Problem requirements. Could you restate the entries below word for word?

-- Record set follows --

Issue #53, opened 2020-03-10
Pretrained models


faroit:
Do you plan to add support for pretrained models (maybe through torchhub?) I think that would make a really nice addition. 

E.g. recipes could be different for training and inference.

mpariente:
> Do you plan to add support for pretrained models (maybe through torchhub?) I think that would make a really nice addition.

Yes, this is on the list of things we'd like to do. I haven't looked into it yet, but yes definitely. 
> 
> E.g. recipes could be different for training and inference.

I don't understand what you mean. Can you explain please?

faroit:
> >  E.g. recipes could be different for training and inference.

> I don't understand what you mean. Can you explain please?

you could maybe add recipes that only serve the purpose of using pretrained models. So that they could easily be deployed on cloud platforms for example

mpariente:
Some news about this. 
Models are derived from data. So models trained on data with restrictive licenses cannot be released. 
wsj0-mix, WHAM and WHAMR are based on WSJ0 which is not open, hence models cannot be released..

That would be another advantage of LibriMix.

faroit:
>  Models are derived from data. So models trained on data with restrictive licenses cannot be released.

I thought this is going to be changed in the EU and is already in place in France. Maybe good to ask inria administration to get the current status on this.

mpariente:
Do you have any resources regarding this change? A link to an article or anything?

mpariente:
Alright, we have the permission of LDC to share wsj0-based models, the first one has been shared. 
I think this can be closed !

PR #109, opened 2020-05-20
[WIP] Importable predefined models 

mpariente:
This is a first step towards sharing pretrained models. 

- Model classes should have three methods 
  - serialize
  - from_pretrained 
  - separate    

Serialize should output a dict that can easily be parsed to create the same model. 
This way, we can prepare all the models in the same way and sharing gets to be much easier. 

The plan here is not to have some kind of base class that handles all the cases. For similar models (TasNet, ConvTasNet and DPRNN for exampe), we can share a common class. If a model needs its own class, that's fine. 
We give priority to simple and understandable code rather than trying to fit all purposes with one class. 

This is the beginning, so any feedback is welcome regarding organization etc..


mpariente:
Just tagging this issue #53 as related

mpariente:
This implies nothing so far so I'll merge. The preparation of the model for publishing will come next

Issue #47, opened 2020-03-07
Music separation datasets and recipes


faroit:
A nice hello from the sigsep gang, 

This looks like a very nice and ambitious approach. Would love to contribute here. Would you be interested in adding music separation things such as

* The musdb dataset
* Music specific augmentations
* multichannel support throughout the package
* Open-unmix model

mpariente:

-- Record set concluded --

Response below.
Issue #53, opened 2020-03-10
Pretrained models


faroit:
Do you plan to add support for pretrained models (maybe through torchhub?) I think that would make a really nice addition. 

E.g. recipes could be different for training and inference.

mpariente:
> Do you plan to add support for pretrained models (maybe through torchhub?) I think that would make a really nice addition.

Yes, this is on the list of things we'd like to do. I haven't looked into it yet, but yes definitely. 
> 
> E.g. recipes could be different for training and inference.

I don't understand what you mean. Can you explain please?

faroit:
> >  E.g. recipes could be different for training and inference.

> I don't understand what you mean. Can you explain please?

you could maybe add recipes that only serve the purpose of using pretrained models. So that they could easily be deployed on cloud platforms for example

mpariente:
Some news about this. 
Models are derived from data. So models trained on data with restrictive licenses cannot be released. 
wsj0-mix, WHAM and WHAMR are based on WSJ0 which is not open, hence models cannot be released..

That would be another advantage of LibriMix.

faroit:
>  Models are derived from data. So models trained on data with restrictive licenses cannot be released.

I thought this is going to be changed in the EU and is already in place in France. Maybe good to ask inria administration to get the current status on this.

mpariente:
Do you have any resources regarding this change? A link to an article or anything?

mpariente:
Alright, we have the permission of LDC to share wsj0-based models, the first one has been shared. 
I think this can be closed !

PR #109, opened 2020-05-20
[WIP] Importable predefined models 

mpariente:
This is a first step towards sharing pretrained models. 

- Model classes should have three methods 
  - serialize
  - from_pretrained 
  - separate    

Serialize should output a dict that can easily be parsed to create the same model. 
This way, we can prepare all the models in the same way and sharing gets to be much easier. 

The plan here is not to have some kind of base class that handles all the cases. For similar models (TasNet, ConvTasNet and DPRNN for exampe), we can share a common class. If a model needs its own class, that's fine. 
We give priority to simple and understandable code rather than trying to fit all purposes with one class. 

This is the beginning, so any feedback is welcome regarding organization etc..


mpariente:
Just tagging this issue #53 as related

mpariente:
This implies nothing so far so I'll merge. The preparation of the model for publishing will come next

Issue #47, opened 2020-03-07
Music separation datasets and recipes


faroit:
A nice hello from the sigsep gang, 

This looks like a very nice and ambitious approach. Would love to contribute here. Would you be interested in adding music separation things such as

* The musdb dataset
* Music specific augmentations
* multichannel support throughout the package
* Open-unmix model

mpariente:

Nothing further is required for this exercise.